(Records supplied begins)
PR #4157, opened 2021-02-04
web: persist sidebar options in localStorage

landism:
fwiw all the indenting in the tests is just for:
```
afterEach(() => {
    localStorage.clear()
  })
```

### DIFF
--- a/web/src/OverviewPane.test.tsx
+++ b/web/src/OverviewPane.test.tsx
@@ -1,7 +1,7 @@
 import { mount, ReactWrapper } from "enzyme"
 import React from "react"
 import { MemoryRouter } from "react-router"
-import { makeKey, tiltfileKeyContext } from "./LocalStorage"
+import { accessorsForTesting, tiltfileKeyContext } from "./LocalStorage"
 import OverviewItemView from "./OverviewItemView"
 import OverviewPane, {
   AllResources,
@@ -27,6 +27,10 @@ function assertContainerWithResources(
   }
 }
 
+const pinnedResourcesAccessor = accessorsForTesting<string[]>(
+  "pinned-resources"
+)
+
 it("renders all resources if no pinned and no tests", () => {
   const root = mount(
     <MemoryRouter initialEntries={["/"]}>{TwoResources()}</MemoryRouter>
@@ -38,10 +42,7 @@ it("renders all resources if no pinned and no tests", () => {
 })
 
 it("renders pinned resources", () => {
-  localStorage.setItem(
-    makeKey("test", "pinned-resources"),
-    JSON.stringify(["snack"])
-  )
+  pinnedResourcesAccessor.set(["snack"])
 
   const root = mount(
     <MemoryRouter initialEntries={["/"]}>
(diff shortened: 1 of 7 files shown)


maiamcc (approved):
🙌 amazing! Can you also add a test that local storage does the thing?

web/src/OverviewPane.test.tsx
```diff
@@ -38,10 +42,7 @@ it("renders all resources if no pinned and no tests", () => {
 })
 
 it("renders pinned resources", () => {
-  localStorage.setItem(
-    makeKey("test", "pinned-resources"),
-    JSON.stringify(["snack"])
-  )
+  pinnedResourcesAccessor.set(["snack"])
```
maiamcc, line 45: 😍

web/src/SidebarResources.test.tsx
```diff
@@ -132,8 +135,108 @@ describe("SidebarResources", () => {
...
-    expect(localStorage.getItem(makeKey("test", "pinned-resources"))).toEqual(
-      JSON.stringify(["vigoda"])
-    )
+    expect(pinnedItemsAccessor.get()).toEqual(["vigoda"])
   })
+
+  const loadCases: [string, SidebarOptions, string[]][] = [
+    [
+      "showResources",
+      { showResources: false, showTests: true, alertsOnTop: true },
```
maiamcc, line 144: I believe the default value of `alertsOnTop` is false -- not a big thing but if you're trying to test one property at a time getting loaded from localStorage and being different from the default, you should flip all the `alertsOnTop` values.

web/src/SidebarResources.test.tsx
```diff
@@ -132,8 +135,108 @@ describe("SidebarResources", () => {
...
+        options.showTests,
+        options.alertsOnTop
+      )
+    }
+  )
+
+  const saveCases: [string, SidebarOptions][] = [
+    [
+      "showResources",
+      { showResources: false, showTests: true, alertsOnTop: true },
```
maiamcc, line 195: see note above re: default value of `alertsOnTop`

web/src/SidebarResources.test.tsx
```diff
@@ -132,8 +135,108 @@ describe("SidebarResources", () => {
...
+      )
+
+      root.find("input#resources").simulate("change", {
+        target: { checked: expectedOptions.showResources },
+      })
+      root
+        .find("input#tests")
+        .simulate("change", { target: { checked: expectedOptions.showTests } })
+      if (
+        root.find(AlertsOnTopToggle).hasClass("is-enabled") !=
```
maiamcc, line 232: this should probably be `simulate("change"...)` to match the others? (maybe `simulate("click")` is sufficient for saving things to storage but not for triggering the onChange handler? eh I don't know. You can also leave this as-is and I can fix it if need be when I go back and write AlertsOnTop tests.)

maiamcc (approved):
HERO 🥇

web/src/SidebarResources.test.tsx
landism: The others are `CheckBox`es and define `onChange` handlers, while `AlertsOnTopToggle` is a `Button` and defines an `onClick` handler. It would be nice if they were more consistent, but I think that's a code change rather than a test change, and more than I want to take on in this PR.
(Records supplied ends)
What to work on> All lines of the records containing "find" should be shown.

Task response>
+      root.find("input#resources").simulate("change", {
+        .find("input#tests")
+        root.find(AlertsOnTopToggle).hasClass("is-enabled") !=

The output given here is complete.